### Available data ###

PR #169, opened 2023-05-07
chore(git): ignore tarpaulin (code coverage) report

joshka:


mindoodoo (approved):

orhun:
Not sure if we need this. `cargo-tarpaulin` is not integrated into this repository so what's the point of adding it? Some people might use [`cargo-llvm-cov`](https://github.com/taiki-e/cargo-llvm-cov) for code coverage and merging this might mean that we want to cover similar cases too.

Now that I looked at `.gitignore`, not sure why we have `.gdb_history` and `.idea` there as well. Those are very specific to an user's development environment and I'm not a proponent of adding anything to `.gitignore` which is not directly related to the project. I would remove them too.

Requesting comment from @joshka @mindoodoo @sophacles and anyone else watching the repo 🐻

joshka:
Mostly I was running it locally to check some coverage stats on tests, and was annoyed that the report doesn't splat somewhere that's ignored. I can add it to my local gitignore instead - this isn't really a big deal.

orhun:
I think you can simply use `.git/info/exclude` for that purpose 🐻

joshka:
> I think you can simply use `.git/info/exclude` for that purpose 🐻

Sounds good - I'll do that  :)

###

• Problem description: Word for word, repeat every record.

• Response:
PR #169, opened 2023-05-07
chore(git): ignore tarpaulin (code coverage) report

joshka:


mindoodoo (approved):

orhun:
Not sure if we need this. `cargo-tarpaulin` is not integrated into this repository so what's the point of adding it? Some people might use [`cargo-llvm-cov`](https://github.com/taiki-e/cargo-llvm-cov) for code coverage and merging this might mean that we want to cover similar cases too.

Now that I looked at `.gitignore`, not sure why we have `.gdb_history` and `.idea` there as well. Those are very specific to an user's development environment and I'm not a proponent of adding anything to `.gitignore` which is not directly related to the project. I would remove them too.

Requesting comment from @joshka @mindoodoo @sophacles and anyone else watching the repo 🐻

joshka:
Mostly I was running it locally to check some coverage stats on tests, and was annoyed that the report doesn't splat somewhere that's ignored. I can add it to my local gitignore instead - this isn't really a big deal.

orhun:
I think you can simply use `.git/info/exclude` for that purpose 🐻

joshka:
> I think you can simply use `.git/info/exclude` for that purpose 🐻

Sounds good - I'll do that  :)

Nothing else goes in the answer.